Liberal and homosexual advocacy groups suing to overturn some of the 13 state constitutional amendments passed during the 2004 election cycle.
Activists fighting over a proposed federal constitutional amendment and similar amendments in more state legislatures, including Massachusetts.
The Supreme Court decision “highlights the need for an amendment to the United States Constitution protecting marriage and defining it as the union of one man and one woman,” said Mathew Staver, president of Liberty Counsel and attorney for plaintiffs Catholic Action League official Robert Largess and 11 Massachusetts lawmakers.
“Marriage will be defined by someone,” Mr. Staver said. “I would rather have it defined by the people of the United States instead of the judiciary.”
David Buckel, director of the Lambda Legal Marriage Project, said he and his colleagues were “not at all surprised that the U.S. Supreme Court declined to weigh in on” the Massachusetts law.
The Largess lawsuit was “a weak and misguided legal effort from right-wing anti-gay groups that never really stood much chance of being heard at the Supreme Court,” said Mr. Buckel, who is involved in a New Jersey lawsuit to legalize same-sex “marriage” in that state.
Lambda also is suing in three other states — California, New York and Washington — on behalf of homosexual couples who want to “marry.” Liberty Counsel is continuing the fight elsewhere, lobbying more than two dozen other states to pass amendments against homosexual “marriages.”
“We will see legal battles around marriage hashed out in state courts, state legislatures and in state referenda,” said Chai Feldblum, a civil rights law professor at Georgetown University.
Yesterday’s Supreme Court decision was the second time the court declined to get involved in the Massachusetts case.

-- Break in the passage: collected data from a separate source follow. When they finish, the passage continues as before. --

Issue #1138, opened 2026-08-23
Sixteen Highcharts series types emit no layer, and five of them already have a home in the grammar


jooyoungseo:
The Highcharts adapter's `convertSeries` dispatches 36 series types and drops everything else. #814's trace roadmap is closed — the grammar has 48 authorable types — so the question is no longer "what can MAIDR express" but "which of them does this adapter reach".

## Measured

Every candidate driven through `highchartsToMaidr` with a minimal series, counting the layers it produced. `spline` and `areaspline` are the controls, and they show the harness works:

```
bubble           — no layer      columnpyramid    — no layer
packedbubble     — no layer      variwide         — no layer
columnrange      — no layer      bellcurve        — no layer
pareto           — no layer      timeline         — no layer
item             — no layer      organization     — no layer
venn             — no layer      polygon          — no layer
vector           — no layer      windbarb         — no layer
flags            — no layer      pictorial        — no layer

spline             line                     ← control
areaspline         area                     ← control
```

`convertSeries`'s `default:` does `console.warn` and returns `null`, so the series contributes nothing and the chart reads as though it were not there. On a single-series chart that is silence.

## Five already have an exact home

Not new trace types — existing ones this adapter does not reach:

| series | reads as | why it fits |
|---|---|---|
| **`bubble`** | `scatter` with `z` | `ScatterPoint.z` already exists and already drives `zIntensityFor()`. This is exactly what #826 did for Chart.js, so the trace side is done. |
| **`columnrange`** | `error_bar` band | A bar from `low` to `high` per category with no estimate — the shape #1047 just made expressible when `ErrorBarPoint.y` became optional. |
| **`variwide`** | `mosaic` | A column whose **width** is a second magnitude, which is what `MOSAIC` was added for (#804): "the bar's width is the second magnitude". |
| **`columnpyramid`** | `bar` | A column with a tapered outline. Same data, different rendering. |
| **`pictorial`** | `bar` | A column drawn with a repeated icon. Same data, different rendering. |

The last two are the cheapest thing on this list — the series carry ordinary `y` per category and differ from `column` only in how Highcharts paints them.

## Four more with a plausible home, needing a decision

- **`bellcurve`** → `smooth`. It fits a normal curve and evaluates it at renderer-chosen points, so there are no observations to announce and the sample count is a drawing parameter — the same reasoning `stat_function` gets in r-maidr (xability/r-maidr#202).
[...]

PR #1150, opened 2026-08-24
feat(highcharts): read a Pareto curve as the cumulative line it draws

jooyoungseo:
The second of #1138's four judgement cases, after `bellcurve` in #1149. The judgement is [on the issue](https://github.com/xability/maidr/issues/1138#issuecomment-5389814865).

`buildSubplot` sorts series into buckets by type and `pareto` is in none of them, so it reached `convertSeries` as an unsupported type and was declined. The columns beneath it still read, so the chart came out as **half of itself**: the bars without the cumulative curve that is the whole reason a Pareto chart is drawn rather than a bar chart.

## The part worth pinning: the numbers are percentages

Measured on Highcharts 11.4.8 plus `modules/pareto.js` in Chromium, over a base whose total is **not** 100 so that the two candidate readings differ:

```
base column counts   80, 60, 40, 20     (total 200)
pareto series.data   40, 70, 90, 100
a running total would be   80, 140, 180, 200
```

It is the cumulative **percentage**. So nothing here may convert the values back into counts — the chart does not draw counts, and its axis has a maximum of 100. That axis is the secondary one the author titled, conventionally "Cumulative %", which `getAxisLabel` reads off `series.yAxis` without being told anything.

Verified again through the example page's own configuration: base counts of 80, 60, 40, 20, 10 over a total of 210 give 38.1, 66.7, 85.7, 95.2, 100.

## The rest

- **A second layer, not a replacement.** `series.linkedParent` is null and the columns are reached through `series.baseSeries`, which the adapter reads on its own terms. A chart drawing both gets both — columns first, then the curve, which is the order they are drawn in and the order `buildSubplot` already sorts its buckets into.
- **The graph path is the handle**, which is what every line-family layer takes and what `LineTrace` parses for its vertices.

## A claim I had to correct

I first wrote that the curve draws "no point marks", carried over from an earlier sweep. Re-measuring for the example page contradicted it, and the earlier reading turned out to be a **query-scoping artifact**: the markers live in a `highcharts-markers` group that is a *sibling* of the series group, so a query scoped inside the series group finds none. Measured properly at four, five and twenty points, a pareto curve always draws one marker per step. It changes nothing about the reading — they are the same decoration an ordinary `line` draws, and `convertLineSeries` does not address them either — but the comment and the test now say what is true.

(The same sweep's `bellcurve` claim was re-checked with a container-scoped query and stands: that curve genuinely draws no markers, its points being dense enough for Highcharts to suppress them.)

## Testing

- 7 tests in `test/adapters/highcharts/pareto.test.ts`, including an explicit assertion that the values are **not** the running total.
- 5 mutations killed: pareto declined again, read as a `smooth`, named by the wrong axis, `bellcurve` read as a `line`, and a valueless step kept.
- Full gate green: `eslint`, `tsc --noEmit`, `npm run build`, `npm test` — 398 suites / 5503 tests, plus the ESM project at 10 / 137.
- `docs/highcharts.md` gains the row and a note; `examples/highcharts-pareto.html` is a working page whose exact configuration was verified in Chromium.

Two of #1138's four judgement cases remain: `timeline` and `organization`.

---


jooyoungseo:
The reversed-axis point was right, and it is not only a hypothetical — I went and measured it rather than reasoning about it, and it is a live defect. Fixed in d68de407.

Highcharts 11.4.8 in Chromium, the same four causes, once plain and once with `xAxis.reversed`, read through the adapter itself:

```
plain      bar layer  A B C D  (80, 60, 40, 20)   curve  A B C D  (40, 70, 90, 100)
reversed   bar layer  D C B A  (20, 40, 60, 80)   curve  A B C D  (40, 70, 90, 100)
```

Highcharts still accumulates in declared order, and the graph path's vertices come out in that order too (`M 406.875 … L 58.125 …`, i.e. right to left). So on a reversed axis one chart's two layers announced its categories in opposite orders: a reader moving forward through the columns was moving backwards through the cumulative percentage drawn over them. `convertParetoSeries` now calls `drawsSeriesReversed` and emits `domMapping.pointOrder` the way `convertLineSeries` does.

Three tests added (10 in the file now), and three mutations against the new branch all die:

```
baseline                             17 passed
never re-paired                       3 failed
always re-paired                      4 failed
payload reversed, path not told       1 failed
```

Full gate re-run green: eslint clean, `tsc --noEmit` clean, `npm run build` complete, `npm test` → 398 suites / 5506 tests, plus the ESM project at 10 / 137.

On the sibling you noted: `convertBellCurveSeries` really does have the same gap, and so does `convertScatterSeries`. Measured on a `bellcurve` over a reversed axis, the payload comes out 2.46 → 4.18 while the chart draws it 4.18 → 2.46. That is already-merged code rather than this PR's, so I am filing it separately rather than widening this one.

---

In early May, days before the first legal licenses were to be issued for same-sex couples to “marry,” Mr. Largess and the 11 lawmakers filed their lawsuit asking federal courts to stop the process.
The Massachusetts Supreme Judicial Court usurped the role of the legislature when it unilaterally changed marriage law in the state, the plaintiffs argued.
Because federal courts must uphold the constitutional guarantee that the three branches of government will act within their assigned roles, a federal judge should temporarily stay the same-sex “marriage” process and determine whether the Massachusetts high court had the right to redefine state marriage laws, they argued.
Federal judges in local and appellate courts declined to issue an emergency stay, and Supreme Court Justice David H. Souter, who handles emergency appeals from the 1st U.S. Circuit Court of Appeals in Boston, declined to accept the case. This allowed the same-sex “marriages” to proceed effective May 17.
The 1st U.S. Circuit Court of Appeals, however, held a hearing on the case. It ruled in June that the appropriate way to contest the outcome of a state court case was to change the state constitution. The appellate court also said the Massachusetts high court ruling did not violate the U.S. Constitution.
Mr. Largess and the 11 lawmakers appealed to the Supreme Court, saying in court papers that the Constitution should “protect the citizens of Massachusetts from their own state supreme court’s usurpation of power.”
Merita Hopkins, a city attorney in Boston, told justices in court papers that the plaintiffs had not shown they suffered an injury and could not bring a challenge to the Supreme Court. “Deeply felt interest in the outcome of a case does not constitute an actual injury,” she said.